# What to do
When the line containing "PR #1246, opened 2026-08-03" is found in the data below, copy it and each line after it through the line containing "The API rejects", exactly and with no others.

# Extracted material
++++++++

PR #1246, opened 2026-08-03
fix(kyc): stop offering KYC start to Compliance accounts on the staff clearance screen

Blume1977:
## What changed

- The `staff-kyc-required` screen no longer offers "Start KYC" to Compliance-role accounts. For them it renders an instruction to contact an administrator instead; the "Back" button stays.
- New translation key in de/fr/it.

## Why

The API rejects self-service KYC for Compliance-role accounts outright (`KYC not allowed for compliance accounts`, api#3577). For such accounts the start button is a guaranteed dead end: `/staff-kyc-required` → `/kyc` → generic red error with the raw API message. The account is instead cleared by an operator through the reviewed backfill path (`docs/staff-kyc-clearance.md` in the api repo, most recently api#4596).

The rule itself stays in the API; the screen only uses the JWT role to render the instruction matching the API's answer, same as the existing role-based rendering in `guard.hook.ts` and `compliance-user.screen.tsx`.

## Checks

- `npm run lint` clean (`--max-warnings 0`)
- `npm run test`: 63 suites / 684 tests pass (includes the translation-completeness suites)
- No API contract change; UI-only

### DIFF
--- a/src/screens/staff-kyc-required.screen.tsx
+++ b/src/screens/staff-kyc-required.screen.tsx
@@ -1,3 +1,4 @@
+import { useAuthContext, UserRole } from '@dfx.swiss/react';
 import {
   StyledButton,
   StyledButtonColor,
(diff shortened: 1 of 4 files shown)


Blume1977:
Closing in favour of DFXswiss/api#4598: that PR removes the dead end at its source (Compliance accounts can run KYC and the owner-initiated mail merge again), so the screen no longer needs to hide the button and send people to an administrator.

++++++++

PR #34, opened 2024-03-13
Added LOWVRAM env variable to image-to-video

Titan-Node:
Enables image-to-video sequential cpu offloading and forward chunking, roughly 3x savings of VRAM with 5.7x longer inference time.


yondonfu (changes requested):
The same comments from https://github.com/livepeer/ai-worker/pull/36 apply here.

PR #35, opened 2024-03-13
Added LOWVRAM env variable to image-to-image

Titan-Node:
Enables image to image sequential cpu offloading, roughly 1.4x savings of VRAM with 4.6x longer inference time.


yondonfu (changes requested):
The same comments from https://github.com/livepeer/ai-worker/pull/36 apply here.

++++++++

# Reply to the exercise
PR #1246, opened 2026-08-03
fix(kyc): stop offering KYC start to Compliance accounts on the staff clearance screen

Blume1977:
## What changed

- The `staff-kyc-required` screen no longer offers "Start KYC" to Compliance-role accounts. For them it renders an instruction to contact an administrator instead; the "Back" button stays.
- New translation key in de/fr/it.

## Why

The API rejects self-service KYC for Compliance-role accounts outright (`KYC not allowed for compliance accounts`, api#3577). For such accounts the start button is a guaranteed dead end: `/staff-kyc-required` → `/kyc` → generic red error with the raw API message. The account is instead cleared by an operator through the reviewed backfill path (`docs/staff-kyc-clearance.md` in the api repo, most recently api#4596).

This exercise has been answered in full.